Stored items
* * * * * * * * *

PR #701, opened 2026-08-29
Fix #695 opendkim unix socket milter

### LINKED ISSUE #695: Postfix opendkim milter processing is slow

schellj:
Behind feature flag so hosts opt-in to using a unix socket for the opendkim postfix milter. Socket uses `dkimsocket` group, to which `postfix` is added and `opendkim` unit is run with.

Planning to review changes again, so PR is still draft status.

### DIFF
--- a/rsconf/component/opendkim.py
+++ b/rsconf/component/opendkim.py
@@ -12,6 +12,7 @@ from rsconf import component
 
 _CONF_D = pkio.py_path("/etc/opendkim")
 _CONF_F = _CONF_D.new(ext=".conf")
+_RUN_D = pkio.py_path("/run/opendkim")
 _SECRET_SUBDIR = "opendkim"
 
 
@@ -20,14 +21,19 @@ class T(component.T):
         jc, z = self.j2_ctx_init()
         self.buildt.require_component("postfix")
         self.append_root_bash("rsconf_yum_install opendkim")
+        # TODO: remove port config. the milter changed to use a unix socket. Accepted so hosts
+        # that still set it don't fail to build.
         z.pksetdefault(port=8891, smtp_clients=[])
         z.update(
             external_ignore_list_f=_CONF_D.join("ExternalIgnoreList"),
             internal_hosts_f=_CONF_D.join("InternalHosts"),
             key_table_f=_CONF_D.join("KeyTable"),
             keys_d=_CONF_D.join("keys"),
+            # postfix connects to socket_f so must be able to write it
+            run_g="postfix",
             run_u="opendkim",
             signing_table_f=_CONF_D.join("SigningTable"),
+            socket_f=_RUN_D.join("opendkim.sock"),
         )
         self._read_keys(jc, z)
         self.buildt.get_component("postfix").setup_opendkim(self)
--- a/rsconf/component/opendkim.py
+++ b/rsconf/component/opendkim.py
@@ -14,6 +14,7 @@ _CONF_D = pkio.py_path("/etc/opendkim")
 _CONF_F = _CONF_D.new(ext=".conf")
 _RUN_D = pkio.py_path("/run/opendkim")
 _SECRET_SUBDIR = "opendkim"
+_SOCKET_G = "dkimsocket"
 
 
 class T(component.T):
@@ -21,18 +22,21 @@ class T(component.T):
         jc, z = self.j2_ctx_init()
         self.buildt.require_component("postfix")
         self.append_root_bash("rsconf_yum_install opendkim")
-        z.pksetdefault(smtp_clients=[])
+        z.pksetdefault(
+            port=8891,
+            smtp_clients=[],
+            socket_gid=3000,
+            want_unix_socket=False,
+        )
         z.update(
             external_ignore_list_f=_CONF_D.join("ExternalIgnoreList"),
             internal_hosts_f=_CONF_D.join("InternalHosts"),
             key_table_f=_CONF_D.join("KeyTable"),
             keys_d=_CONF_D.join("keys"),
-            # postfix connects to socket_f so must be able to write it
-            run_g="postfix",
             run_u="opendkim",
             signing_table_f=_CONF_D.join("SigningTable"),
-            socket_f=_RUN_D.join("opendkim.sock"),
         )
+        self._setup_socket(z)
         self._read_keys(jc, z)
         self.buildt.get_component("postfix").setup_opendkim(self)
         self._trusted_hosts(jc, z)
@@ -45,6 +49,11 @@ class T(component.T):
         z = jc[self.name]
         systemd.unit_prepare(self, jc, watch_files=(_CONF_D, _CONF_F))
         self._install_conf(jc, z, self._install_keys(jc, z))
+        if z.want_unix_socket:
+            self.append_root_bash_with_main(jc)
+            # the unit sets Group so opendkim starts unprivileged and cannot
+            # honor UserID's group, which is what gives the socket its group
+            systemd.install_unit_override(self, jc)
         systemd.unit_enable(self, jc)
 
     def _install_conf(self, jc, z, key_list):
@@ -123,6 +132,27 @@ class T(component.T):
                 raise AssertionError(f"missing keys for domain={d}")
             for k in v.rows:
                 k.subdomain = opendkim.public_key_info(k.txt_f)
+
+    def _setup_socket(self, z):
+        if not z.want_unix_socket:
+            z.update(
+                milter=f"inet:localhost:{z.port}",
+                run_g=z.run_u,
+                socket=f"inet:{z.port}@localhost",
+                socket_f=None,
+            )
+            return
+        f = _RUN_D.join("opendkim.sock")
+        # f is created with run_g so socket_client_u can connect to it. A group
+        # of its own keeps socket_client_u out of the group that owns keys_d,
+        # and run_u out of the group that owns the postfix queue.
+        z.update(
+            milter=f"unix:{f}",
+            run_g=_SOCKET_G,
+            socket=f"local:{f}",
+            socket_client_u="postfix",
+            socket_f=f,
+        )
 
     def _trusted_hosts(self, jc, z):
         from rsconf import db
--- a/rsconf/component/opendkim.py
+++ b/rsconf/component/opendkim.py
@@ -21,9 +21,7 @@ class T(component.T):
         jc, z = self.j2_ctx_init()
         self.buildt.require_component("postfix")
         self.append_root_bash("rsconf_yum_install opendkim")
-        # TODO: remove port config. the milter changed to use a unix socket. Accepted so hosts
-        # that still set it don't fail to build.
-        z.pksetdefault(port=8891, smtp_clients=[])
+        z.pksetdefault(smtp_clients=[])
         z.update(
             external_ignore_list_f=_CONF_D.join("ExternalIgnoreList"),
             internal_hosts_f=_CONF_D.join("InternalHosts"),
--- a/rsconf/package_data/opendkim/main.sh.jinja
+++ b/rsconf/package_data/opendkim/main.sh.jinja
@@ -1,0 +1,13 @@
+#!/bin/bash
+
+opendkim_main() {
+    rsconf_group '{{ opendkim.run_g }}' '{{ opendkim.socket_gid }}'
+    if id -nG '{{ opendkim.socket_client_u }}' \
+        | grep -F -q -w -- '{{ opendkim.run_g }}'; then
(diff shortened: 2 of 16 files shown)


rsconf/component/opendkim.py
```diff
@@ -12,15 +12,22 @@
 
 _CONF_D = pkio.py_path("/etc/opendkim")
 _CONF_F = _CONF_D.new(ext=".conf")
+_RUN_D = pkio.py_path("/run/opendkim")
 _SECRET_SUBDIR = "opendkim"
+_SOCKET_G = "dkimsocket"
```
robnagler: `_SOCKET_GROUP`. The `<name>_D` is used a lot so deserved a shorter prefix. `_G` could mean anything.

rsconf/component/opendkim.py
```diff
@@ -29,6 +36,7 @@ def internal_build_compile(self):
             run_u="opendkim",
             signing_table_f=_CONF_D.join("SigningTable"),
         )
+        self._setup_socket(z)
```
robnagler: In build_write it's an explicit conditional. In this case, not. Probably better to pick one or the other.

rsconf/component/opendkim.py
```diff
@@ -120,6 +133,27 @@ def _find(key_d):
             for k in v.rows:
                 k.subdomain = opendkim.public_key_info(k.txt_f)
 
+    def _setup_socket(self, z):
+        if not z.want_unix_socket:
```
robnagler: The z.update is duplicated.  The internal values (socket_f, socket, milter) probably should be underscore values.

rsconf/package_data/opendkim/main.sh.jinja
```diff
@@ -0,0 +1,13 @@
+#!/bin/bash
+
+opendkim_main() {
+    rsconf_group '{{ opendkim.run_g }}' '{{ opendkim.socket_gid }}'
```
robnagler: The run_g could be run_gid or run_group. It's shouldn't just be "g"

rsconf/component/opendkim.py
```diff
@@ -12,15 +12,22 @@
...
 
 
 class T(component.T):
     def internal_build_compile(self):
         jc, z = self.j2_ctx_init()
         self.buildt.require_component("postfix")
         self.append_root_bash("rsconf_yum_install opendkim")
-        z.pksetdefault(port=8891, smtp_clients=[])
+        z.pksetdefault(
+            port=8891,
```
robnagler: seems like this should be in setup_socket. The port is unnecessary here. It should be defaulted in setup_socket only if want_unix_socket is false. The same with socket_gid.

rsconf/component/opendkim.py
```diff
@@ -41,6 +49,11 @@ def internal_build_write(self):
         z = jc[self.name]
         systemd.unit_prepare(self, jc, watch_files=(_CONF_D, _CONF_F))
         self._install_conf(jc, z, self._install_keys(jc, z))
+        if z.want_unix_socket:
+            self.append_root_bash_with_main(jc)
+            # the unit sets Group so opendkim starts unprivileged and cannot
```
robnagler: This comment doesn't make sense. You have to set group and user since there's no way to set that in the opendkim config. This is somewhat important, because it still has opendkim as its group for file ownership (if say, we wanted files owned by root and read by opendkim group). That works automatically in systemd afaik. Otherwise, postfix wouldn't also get the dkimsocket group.

rsconf/component/opendkim.py
robnagler: This shortened name is poor naming. All names should contain opendkim. "dkim" means something else (protocol). It's opendkim's socket.

Now that I see the implementation. It now seems that this should be the normal opendkim group, not a new group. It's much more complicated this way (SOCKET_G is never created -- see below). Giving postfix opendkim group privs is probably just fine from a security point of view. I noticed ArchLinux does it the other way which is where Claude probably got that solution. That's definitely not the way to do it as opendkim is a service to postfix (and postfix only).

rsconf/package_data/rsconf/rsconf.sh
```diff
@@ -139,12 +139,12 @@ rsconf_group() {
         fi
         return
     fi
-    declare flags=()
```
robnagler: This change is wrong and not the way we do it elsewhere. The only bug is the < 1000 which should be `(())`. `system_flag` is bizarre. Not sure what `system` is, but it's simply a flag and should be an array so you can always quote the arguments correctly.

rsconf/package_data/rsconf/rsconf.sh
```diff
@@ -640,25 +640,6 @@ rsconf_systemctl_clean_unit() {
     rm -f "/etc/systemd/system/$basename$x.service"
 }
 
-rsconf_user() {
```
robnagler: Nice to delete dead code. Ideally, this would share with base_users/main.sh.jinja but later.

rsconf/package_data/opendkim/main.sh.jinja
```diff
@@ -0,0 +1,13 @@
...
+    if id -nG '{{ opendkim.socket_client_u }}' \
```
robnagler: We spell out flags when available. This code is poorly written bash:
- it uses a pipeline where bash variables would be better
- it assumes run_g isn't a part of another group name (e.g. if run_g is dkim then it would match opendkim group)
- it adds run_g to socket_client_u in a weird way instead of using base_users or another abstraction
- it assumes run_g exists, which it won't afaict.

The restart of postfix is implicit coupling. Rather, pass in the mta_service just so the build_require relationship can be controlled by the python. The comment is too detailed. Rather: `# MTA needs the new group`. 

I left this because it contains important feedback and see above.

robnagler (changes requested):

rsconf/package_data/rsconf/rsconf.sh
schellj: The problem with `flags` was that it would be an unbound variable if `gid >= 1000`. I changed it to a string to avoid having to do `${flags+"${flags[@]}"}` (which you had said annoys you :). I can do it the array way.

"system" in `system_flag` is because that's the flag to say that it's a system account (the long version being `--system`).

rsconf/package_data/opendkim/main.sh.jinja
schellj: > it assumes run_g exists, which it won't afaict.

It would be created in `rsconf_group` above, would it not?

rsconf/component/opendkim.py
schellj: > Do not allow the MTA to read the DKIM signing keys.

So you don't think this goal from the Gentoo solution is important?

rsconf/package_data/rsconf/rsconf.sh
robnagler: > `${flags+"${flags[@]}"}` (which you had said annoys you :)

yes, and it's the only way to do arrays unfortunately.

rsconf/component/opendkim.py
robnagler: There's a problem with the way this has to be done with opendkim. It doesn't offer an option to create the socket with a specific group so it has to be the process's group. This means that all that opendkim does is going to be defaulting to the socket_g on write. It should have privs to read the opendkim group. Have you tested this?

* * * * * * * * *

## WHAT YOU HAVE TO DO
Filter the lines above so that only those with the string "milter" remain, then copy them.

## SOLUTION FOR THIS EXERCISE
Fix #695 opendkim unix socket milter
### LINKED ISSUE #695: Postfix opendkim milter processing is slow
Behind feature flag so hosts opt-in to using a unix socket for the opendkim postfix milter. Socket uses `dkimsocket` group, to which `postfix` is added and `opendkim` unit is run with.
+        # TODO: remove port config. the milter changed to use a unix socket. Accepted so hosts
+                milter=f"inet:localhost:{z.port}",
+            milter=f"unix:{f}",
-        # TODO: remove port config. the milter changed to use a unix socket. Accepted so hosts
robnagler: The z.update is duplicated.  The internal values (socket_f, socket, milter) probably should be underscore values.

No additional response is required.